Now, let's create a dummy dataset and implement a `Dataset` for it. 

In [1]:
import torch
import numpy as np
from sklearn.datasets import make_regression

# here, we use scikit-learn's make_regression function to create a dummy datasets with 32 features as input and a number as target
data_x, data_y = make_regression(n_samples = 1000, n_features = 32, random_state=0)
data_x = data_x.astype(np.float32)
data_y = data_y.astype(np.float32)

In [2]:
# implement the dataset here: 

In [3]:
train_dataset = RegressionDataset(data_x, data_y)

### Dataloaders
The `Dataset` retrieves our dataset’s features and labels one sample at a time. While training a model, we typically want to pass samples in “minibatches”, reshuffle the data at every epoch to reduce model overfitting, and use Python’s `multiprocessing` to speed up data retrieval.

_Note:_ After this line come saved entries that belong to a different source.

PR #3115, opened 2016-12-05
Fix ES 2.x integration test

tsg:
There was a test that was loading a mock template, and this template
was assuming 5.x.


ruflin:
LGTM

PR #3122, opened 2016-12-05
Remove fixed container names as not needed

ruflin:
Add beat name to project namespace

* This makes sure different beats environment do not affect each other for example when Kafka is used
* It also allows to run the testsuites of all the beats in parallel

`DataLoader` is an iterable that abstracts this complexity for us in an easy API.

In [4]:
from torch.utils.data import DataLoader

# create a dataloader with a batch size of 64, and set shuffling to true. 
train_dataloader = DataLoader(train_dataset, batch_size=64, shuffle=True)

In [None]:
# test to see if it works
train_features, train_labels = next(iter(train_dataloader))
print(f"Feature batch shape: {train_features.size()}")
print(f"Labels batch shape: {train_labels.size()}")

## Build the neural network

The `torch.nn` namespace provides all the building blocks you need to build your own neural network. Every module in PyTorch subclasses the `nn.Module`. A neural network is a module itself that consists of other modules (layers). 

We define our neural network by subclassing `nn.Module`, and initialize the neural network layers in `__init__`. Every `nn.Module` subclass implements the operations on input data in the `forward` method.

In [6]:
class RegressionModel(torch.nn.Module):
    def __init__(self):
        super().__init__()
        # Linear == Dense == Fully Connected
        
    
    def forward(self, x):
        return x

In [None]:
model = RegressionModel()
print(model)

### Train the neural network

Now that we have our dataset and model setup, it is time to train out model by optimizing the parameters on our data. Training a model is an iterative process; in each iteration the model makes a guess about the output, calculates the error in its guess (loss), collects the derivatives of the error with respect to its parameters, and optimizes these parameters using gradient descent. 

#### Hyperparameters

Hyperparameters are adjustable parameters that let you control the model optimization process. Different hyperparameter values can impact model training and convergence rates (read more about hyperparameter tuning)

We define the following hyperparameters for training:
* **Number of Epochs:** the number times to iterate over the dataset
* **Batch Size:** the number of data samples propagated through the network before the parameters are updated
* **Learning Rate:** how much to update models parameters at each batch/epoch. Smaller values yield slow learning speed, while large values may result in unpredictable behavior during training.

In [8]:
# set up hyperparameters:
EPOCHS = 100
BATCH_SIZE = 64
LR = 1e-3

In [9]:
train_dataloader = DataLoader(train_dataset, batch_size=BATCH_SIZE, shuffle=True)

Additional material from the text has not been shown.